Tori's works exemplify Japanese Buddhist art during the Asuka period. His style ultimately derives from that of the Chinese Wei kingdom of the late 4th to 6th century. This style was intended for sculpting rock in caves, and even though Tori and his assistants sculpted in clay for bronze casting, his pieces reflect the Chinese front-oriented design and surface flatness. His style was strongly influenced by Northern Wei Dynasty China statuary . What distinguishes Tori's works is that it conveys peace and softness despite a rigid adherence to stock poses and geometrical features.

Tori's Buddha figures sit with an upright posture and crossed legs, their robes cascading down the body in regular, well defined folds. The geometric shapes underlying the sculptures appear in their triangular silhouettes and give them a look of tranquility and steadiness. Each Buddha's right hand is raised with the palm toward the viewer in the semui-in (Sanskrit: abhayamudra) style, conveying the Buddha's power to aid others. The left hand rests on the left leg, palm up, in the seganin (Sanskrit: varadamudra) style; this indicates the ability to lead the viewer along the path to end all suffering. Each Buddha's head is elongated, topped with curls of hair known as shōgō (Sanskrit: lakshana) that indicate the Buddha's perfect nature. Their faces are composed of smooth planes pierced only by slitlike nostrils, eyes, and eyebrows.
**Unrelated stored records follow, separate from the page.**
PR #270, opened 2018-01-19
Add Texas_S-PVQFN-N20_EP2.7x2.7mm

stephf0716:
matching footprint(s) for DRV8662 package
http://www.ti.com/lit/ds/symlink/drv8662.pdf
image
image

Link to symbol PR: https://github.com/KiCad/kicad-symbols/pull/162


Shackmeister:
@poeschlr would you mind if we supply the TI specific packages both with and without ThermalVias?

poeschlr:
@Shackmeister look again at the contribution. @stephf0716 does supply both a version with and one without thermal vias.

Shackmeister:
Hmm wasn't fast enough to remove my comment :) noticed it a minute ago

poeschlr:
Thanks for this contribution. Everything looks good now.

PR #272, opened 2018-01-19
Fix: rename the Neutrik NMJ6HCD2 part

pushytoxin:
This is a socket for 6.3mm phone jacks, not 3.5mm


poeschlr:
Could you provide evidence for your claim?

pushytoxin:
Here's the manufacturer's product site, where it says it is a 1/4" jack (http://www.neutrik.com/en/audio/plugs-and-jacks/m-series/nmj6hcd2).
The drawing pointed to by the "datasheet" entry doesn't explicitly specify whether the plug diameter is 3.5/6.3mm, however the proportions definitely indicate the latter.

pushytoxin:
Please don't merge this yet, I think I found another issue. The part seems to be rotated (or mirrored).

The Shaka Triad in particular is an example of a mature Wei style. The sculpture features a Buddha figure similar to that of the earlier Shaka statue, seated on a rectangular dais. This Buddha's robes flow down the front of the platform and betray the weightiness of the figure. A series of animated elements contrast the serene and regular Buddha. His head is surrounded by a flaming halo, in which are seated the Seven Buddhas of the Past (previous incarnations of Buddhahood preceding Shaka). A jewel of flames on an inverted lotus blossom, representing the wisdom of the Buddha, appears above the Shaka's head, and its leafed vine encircles the Buddha's head.